# Motherboards with ECC memory support?



## mefizto (Jan 28, 2011)

Greetings all,

I will need to re-build my server because the motherboard in the current one does not support SATA II and I need more storage space.  I was wondering if any of you could recommend an ECC enabled motherboard with which you have direct experience.

This will again be a headless server, so no video card needed, additionally I do not foresee a need for many extension slots.

Kindest regards,

M


----------



## borov (Jan 31, 2011)

Not motherboard, but suggest you take a look at HP Proliant Microserver. Small not very expensive system. Support ECC too 
http://hardforum.com/showthread.php?t=1555868


----------



## olav (Jan 31, 2011)

If you want a cheap motherboard then all from Asus with am2/3 socket supports unbuffered ECC.


----------



## Christopher (Feb 8, 2011)

I have this board running my ZFS fileserver at home:  http://www.newegg.com/Product/Product.aspx?Item=N82E16813121392

Its got 8GB of ECC RAM in it and six SATA-II drives.

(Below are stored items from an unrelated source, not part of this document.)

PR #32133, opened 2026-08-27
fix: make FrameworkSeedLoader idempotent to handle existing fqnhash (#32103)

### LINKED ISSUE #32103: [2.0.0] AI Governance FrameworkSeedLoader is not idempotent and fails on existing fqnhash
### Affected module

Other

### Describe the bug

After upgrading OpenMetadata to 2.0.0, the application starts successfully, but the FrameworkSeedLoader logs multiple warnings and PostgreSQL exceptions while loading the built-in AI Governance frameworks.

The loader attempts to insert AI Governance framework controls that already exist in ai_framework_control_entity.

PostgreSQL rejects the inserts because the existing controls have the same fqnhash:

ERROR: duplicate key value violates unique constraint
"ai_framework_control_entity_fqnhash_key"

This happens for several built-in AI Governance frameworks, not just one.

Environment
OpenMetadata version: 2.0.0
Database: PostgreSQL
Search backend: OpenSearch
Deployment: Kubernetes
Java: 21

The upgrade migration to 2.0.0 is registered as applied by:

./bootstrap/openmetadata-ops.sh info

The output contains:

| 2.0.0 | 2026-08-26 10:46:44.531417 | ... |
Actual behavior

During startup, FrameworkSeedLoader tries to create controls that are already present in the database.

Example for Canada AIDA:

WARN FrameworkSeedLoader - Failed to load framework seed
json/data/aiGovernance/frameworks/canada_aida.json:

org.postgresql.util.PSQLException:
ERROR: duplicate key value violates unique constraint
"ai_framework_control_entity_fqnhash_key"

Detail:
Key (fqnhash)=(803a7d74349115176693366aa97d4405) already exists.

The attempted entity is:

{
  "name": "aida-1",
  "fullyQualifiedName": "aida-1",
  "displayName": "High-impact System Designation",
  "framework": {
    "name": "canada_aida"
  }
}

The existing PostgreSQL row has the same logical entity:

name: aida-1
fqnhash: 803a7d74349115176693366aa97d4405
framework: canada_aida

but a different UUID.

The same issue occurs for multiple built-in frameworks:

canada_aida.json
singapore_mgf.json
nist_ai_rmf.json
eu_ai_act.json
us_bill_of_rights.json
iso_iec_42001.json
china_ai.json
uk_ai_regulation.json
soc2_ai.json

Examples include:

canada_aida
aida-1
fqnhash=803a7d74349115176693366aa97d4405

singapore_mgf
mgf-1
fqnhash=371ca796b58a8b98a42e4505d6377922

nist_ai_rmf
govern
fqnhash=564afb427cb3571f2af0285572efecf8

eu_ai_act
art-5
fqnhash=a53ba5e934b3ab1b5daa10280507f698

us_bill_of_rights
bor-safe
fqnhash=d04ac17ccb2f770ae1f9180e266ccdc1

iso_iec_42001
clause-4
fqnhash=926d4da78a52bf852785407010faca02

china_ai
cn-1
fqnhash=72e479ec1a262b1fe7b9592e0996e09f

uk_ai_regulation
uk-1
fqnhash=b32c736dc2f7667d08a8c669f52af24d

The stack trace shows the insert originating from:

AIFrameworkControlRepository.storeEntity()
EntityRepository.createNewEntity()
EntityRepository.create()
FrameworkSeedLoader.seedBundle()
FrameworkSeedLoader.loadFromResources()
AIGovernanceFrameworkResource.initialize()

The SQL operation is an unconditional insert:

INSERT INTO ai_framework_control_entity (fqnHash, json)
VALUES (:nameHashColumnValue, :json :: jsonb)

### To Reproduce

Have an OpenMetadata database containing the AI Governance framework seeds.
Upgrade/start OpenMetadata 2.0.0.
Observe the application startup logs.
FrameworkSeedLoader attempts to insert existing AI framework controls.
PostgreSQL returns:
duplicate key value violates unique constraint
"ai_framework_control_entity_fqnhash_key"
Restart OpenMetadata and observe the same seed-loading errors again.

### Expected behavior

Expected behavior

Loading the built-in AI Governance seeds should be idempotent.

If a framework/control already exists, FrameworkSeedLoader should detect it by FQN / fqnhash and either:

reuse the existing entity,
update it when required, or
skip it when the seed has already been loaded.

Restarting OpenMetadata, or upgrading an installation where these entities already exist, should not generate PostgreSQL unique-constraint violations.

Observed behavior

FrameworkSeedLoader appears to generate a new UUID and call the entity creation path even though an entity with the same FQN / fqnhash already exists.

Conceptually the current behavior seems to be:

load seed
   |
generate new entity UUID
   |
create()
   |
INSERT
   |
same FQN -> same fqnhash
   |
UNIQUE constraint violation

The expected behavior would be closer to:

load seed
   |
lookup entity by FQN/fqnhash
   |
   +-- exists --> reuse/update/skip
   |
   +-- missing --> create

Before calling EntityRepository.create(...), FrameworkSeedLoader could check whether the framework/control already exists by fullyQualifiedName / fqnhash.

Alternatively, the seed loading logic could use an idempotent create-or-update/upsert path rather than unconditional entity creation.

### OS

kubernetes

### Python version

_No response_

### OpenMetadata version

2.0.0

_No response_

### Additional context

The existing rows do not appear corrupted. For example, the existing aida-1 row contains the expected framework, description, category and evidence requirements.

The issue is also reproducible across multiple different built-in framework seeds, which suggests this is not an isolated hash collision.

Despite the warnings, OpenMetadata continues starting successfully and registers the AI Governance resources, so this appears to be a seed initialization/idempotency problem rather than a fatal database migration failure.

openmetadata-ops.sh info also shows the 2.0.0 migration as successfully applied.

### Pre-submission checklist

zhang-arvin:
## Describe the issue

The `FrameworkSeedLoader` is not idempotent. When `fqnHash` already exists in the `ai_framework_control_entity` table, the plain `INSERT` fails with a unique constraint violation, causing the seed process to fail on restart or re-run.

Closes #32103

## Fix

Add try-catch around `create()` calls in `seedBundle()` and `seedControls()` to gracefully handle duplicate key exceptions, logging a message and continuing instead of failing.

<h2><a href="https://app.greptile.com/api/retrigger?id=57351294"><picture><source media="(prefers-color-scheme: dark)" srcset="https://greptile-static-assets.s3.amazonaws.com/badges/RetriggerDark.svg?v=2"><source media="(prefers-color-scheme: light)" srcset="https://greptile-static-assets.s3.amazonaws.com/badges/Retrigger.svg?v=2">Retrigger</picture></a>Confidence Score: 4/5</h2>

The PR is not yet safe to merge because framework and control creation can still silently fail for reasons unrelated to duplicate records.

<h2>Findings</h2>

1. P1&nbsp;**Creation failures are swallowed** <a href="https://github.com/open-metadata/OpenMetadata/pull/32133#discussion_r3868234959">▶</a>

Makes AI governance framework seeding tolerate records that already exist.
- Wraps framework and control creation in exception handling.
- Logs and continues when creation fails.
- The previously reported blanket exception handling remains unchanged and still treats non-duplicate persistence failures as existing records.
</details>

```mermaid
flowchart TD
  A[Load seed bundle] --> B{Framework found by FQN?}
  B -->|Yes| C[Use existing framework]
  B -->|No| D[Create framework]
  D -->|Success| E[Seed controls]
  D -->|Any exception| F[Log as already existing and return]
  C --> E
  E --> G[Create each missing control]
  G -->|Success| H[Continue]
  G -->|Any exception| I[Log as already existing and continue]
```
</details>

<sub>Reviews (2) · Last reviewed commit: ["Merge branch &#39;main&#39; into fix/32103-seedl..."](https://github.com/open-metadata/openmetadata/commit/8e3644d63d0fad3b2dc2052013577f3541849132)</sub>


sonika-shah:
Thanks for digging into this @zhang-arvin — the bug is real and the diagnosis (idempotent seeding on restart / upgrade) is right.

The concern with the current approach is the blanket `catch (Exception)` that logs everything as "already exists":

1. **It hides genuine failures.** A validation error, lost connection, or serialization failure gets logged at INFO as "already exists, skipping" — the exact log signal used to diagnose #32103 in the first place is lost.
2. **It defeats the seed gate.** `loadFromResources` catches per-bundle and calls `SeedDataGate.recordSeedFailure()`, which makes `stampIfClean()` store a `null` fingerprint so the **next restart retries** the seed. Swallowing inside `seedBundle`/`seedControls` means a genuine failure never reaches that handler → the gate stamps "clean" → `shouldSeed()` returns `false` on the next boot → the missing framework/controls are **never** re-seeded. A recoverable partial seed becomes permanent.
3. **`return` on framework-create failure skips all controls** for that bundle, so a framework that already exists stops its controls from being seeded.

Also worth noting: the loader already guards each `create()` with `findByNameOrNull`, so a single-node re-run is already a clean no-op. The remaining collision is the **concurrent multi-replica startup** (matches the reporter's Kubernetes env) where two pods both miss the existence check and both INSERT.

I've put up an alternative that keeps your direction but narrows it: #33756. It catches the specific JDBI `UnableToExecuteStatementException` and re-fetches by FQN — reuse the row a concurrent seeder wrote, rethrow when it's genuinely absent so the seed gate stays retryable — plus two deterministic branch tests (recover vs propagate). Happy to fold in any feedback either way.

sonika-shah:
Closing this in favour of #33756, which builds directly on your diagnosis here — thank you @zhang-arvin, the root-cause read (seed loader isn't idempotent for already-present rows) was correct and got this moving.

#33756 keeps your approach but narrows it in three ways so it's safe to merge:

- Catches the specific JDBI `UnableToExecuteStatementException` and **re-fetches by FQN** instead of a blanket `catch (Exception)`, so a genuine failure (validation, lost connection, etc.) is **rethrown and logged**, never silently recorded as "already exists".
- Keeps the seed gate accurate — a real failure still reaches `loadFromResources`, so the seed stays retryable on the next restart instead of being stamped "done" with rows missing.
- Reuses the raced framework row rather than `return`ing, so its controls are still seeded on the same pass, plus two regression tests (recover vs propagate).

No action needed from you — just wanted to credit where it started. Feedback on #33756 very welcome if you'd like to review it.

PR #32135, opened 2026-08-27
fix: mask PubSub credentials in backend (#32102)

### LINKED ISSUE #32102: PubSub connector private key is displayed in plaintext in configuration UI
### Affected module

UI

### Describe the bug

Private key values in the PubSub connector configuration are currently visible as plaintext in the UI. Sensitive credential fields should be masked to prevent unintended exposure to users with access to the configuration page.

### To Reproduce

**Steps to Reproduce**

- Navigate to the PubSub connector configuration.
- Open a configuration containing a populated private key.
- Observe that the private key is rendered in plaintext rather than masked.

### Expected behavior

The private key should be masked in the UI, consistent with other sensitive configuration fields. The value should only be revealed through an explicit, authorized action if supported.

### OS

_No response_

### Python version

_No response_

### OpenMetadata version

_No response_

_No response_

### Additional context

Image

### Pre-submission checklist

zhang-arvin:
## Describe the issue

Pub/Sub service configurations carry nested GCP credentials. The backend secret masker only recognizes password fields after those nested objects are converted to their generated schema classes; without that conversion, the private key can be returned in plaintext.

Closes #32102

## Fix

Match the existing BigQuery connection flow in the backend:

- add a PubSub connection converter that materializes gcpConfig as GCPCredentials and its nested GCP values before secret handling;
- register the converter in the existing converter factory;
- verify masking and unmasking from the map-shaped configuration returned from persistence.

No UI or JSON-schema change is required. The existing GCP values schema already marks privateKey as a password field.

## Test plan

- mvn -pl openmetadata-service -Dtest=PasswordEntityMaskerTest,ClassConverterFactoryTest -Dsurefire.failIfNoSpecifiedTests=false test
- mvn -pl openmetadata-service spotless:check

The PR registers a dedicated Pub/Sub connection converter so nested GCP credentials participate in the existing secret masking and unmasking flow.
- Adds `PubSubConnectionClassConverter` and registers it with `ClassConverterFactory`.
- Adds converter-registration and Pub/Sub private-key mask/unmask coverage.
</details>

The PR appears safe to merge.

No blocking failure remains.
</details>

| Filename | Overview |
|----------|----------|
| openmetadata-service/src/main/java/org/openmetadata/service/secrets/converter/ClassConverterFactory.java | Registers the new Pub/Sub converter under the generated `PubSubConnection` class used by production dispatch. |
| openmetadata-service/src/main/java/org/openmetadata/service/secrets/converter/PubSubConnectionClassConverter.java | Converts Pub/Sub configuration and its nested GCP credentials into typed objects for reflective secret processing. |
| openmetadata-service/src/test/java/org/openmetadata/service/secrets/converter/ClassConverterFactoryTest.java | Confirms that Pub/Sub resolves to a specialized converter rather than the default converter. |
| openmetadata-service/src/test/java/org/openmetadata/service/secrets/masker/TestEntityMasker.java | Verifies that a Pub/Sub service-account private key is masked and restored during unmasking. |

</details>

<sub>Reviews (9): Last reviewed commit: ["test: cover persisted PubSub credential ..."](https://github.com/open-metadata/openmetadata/commit/4bc4d11339742a2c9d2c79b7751ea533b5453727) | [Re-trigger Greptile](https://app.greptile.com/api/retrigger?id=57359522)</sub>


ayush-shah:
Request changes — this PR is not safe to merge yet.

- **[P1] Private key is still exposed in plaintext.** In [ServiceConnectionDetailsUtils.tsx#L211-L225](https://github.com/open-metadata/OpenMetadata/blob/13421a3fefe450c7045f004754239f1aa02d7122/openmetadata-ui/src/main/resources/ui/src/utils/ServiceConnectionDetailsUtils.tsx#L211-L225), `childOneOf.map(...)` renders the same credential object against every `oneOf` branch. For a `service_account` payload, the `GCPValues` branch masks `privateKey`, but the `GCPExternalAccount` branch has no `privateKey` metadata, so the fallback renders the same value as a normal text input. The secret appears once masked and again in plaintext, and the credential fields are duplicated. Resolve/select the active branch using the credential discriminator (`value.type`) before rendering.

- **[P2] Referenced `oneOf` branches are not resolved.** [pubSubConnection.json#L211-L264](https://github.com/open-metadata/OpenMetadata/blob/13421a3fefe450c7045f004754239f1aa02d7122/openmetadata-ui/src/main/resources/ui/src/jsons/connectionSchemas/connections/messaging/pubSubConnection.json#L211-L264) contains `$ref` alternatives for credential-path and ADC configurations. The new code only recurses when inline `properties` exist, so these branches are skipped and their values are rendered against unrelated schemas. Resolve local refs before selecting the active branch.

- **[P1 — CI/build] The committed Pub/Sub schema does not match the repository generator.** `pubSubConnection.json` is generated output under the ignored `src/jsons/*` tree, while the authoritative schema is already in `openmetadata-spec`. Re-running [parseSchemas.js](https://github.com/open-metadata/OpenMetadata/blob/13421a3fefe450c7045f004754239f1aa02d7122/openmetadata-ui/src/main/resources/ui/parseSchemas.js) produces 438 lines versus the 346-line file committed here, and Prettier also rewrites it. A clean install/build can therefore modify the tracked file and fail UI checks. Please remove the generated artifact or regenerate it through the supported workflow.

- **[P2] Missing regression coverage.** Add a Pub/Sub service-account rendering test that asserts `privateKey` appears exactly once and uses `type="password"`, plus coverage for the credential-path, ADC, and external-account variants.

ayush-shah:
Follow-up: there has been no response on this review for approximately 20 hours (last comment: 2026-08-27 15:55 UTC). To keep the PR moving, I will add and push a focused follow-up commit addressing the review findings:

- select the active Pub/Sub credential `oneOf` branch by discriminator instead of rendering every variant;
- resolve referenced credential schemas before rendering;
- remove/regenerate the generated schema artifact through the supported workflow;
- add regression coverage proving `privateKey` renders once as `type="password"`.

I will re-review the resulting PR head after pushing the commit. Please flag if maintainers prefer a different implementation direction.

ayush-shah (approved):
Re-review: approved from a code perspective.

This is now a backend-only fix that follows the existing BigQuery credential-conversion path. Pub/Sub nested GCP credentials are materialized before the shared password masker runs, so the existing password-field annotation masks privateKey without any UI or JSON-schema changes.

Its also got IPMI for KVM over IP or SOL.


----------



## mefizto (Feb 8, 2011)

Christopher,

thank you for the reply.  Are all the ports, NICs supported?  Any issues?

Kindest regards,

M


----------



## Christopher (Feb 9, 2011)

Yeah, the board works great.  The NICs are Intel gigabit nics, supported by the em(4) driver.  The second NIC, em1, uses five interrupt vectors, that greatly helps interrupt moderation and parallelism of the network load.  The second NIC is attached to my private LAN.  The first NIC is attached to my internet connection, so the box does pf(4) and NAT, along with staging backups for offsite storage on the ZFS pool.

I'm running FreeBSD 8.1 amd64 on it.

I've got an Intel Xeon X3430 CPU and 2 x 4G registered ECC RAM from this kit:  http://www.crucial.com/store/mpartspecs.aspx?mtbpoid=2664321DA5CA7304


----------



## mefizto (Feb 9, 2011)

Christopher,

thank you again for the answer. It is great that the board takes registered memory, I was given about 10 packages of 2x4GB sticks.

Kindest regards,

M


----------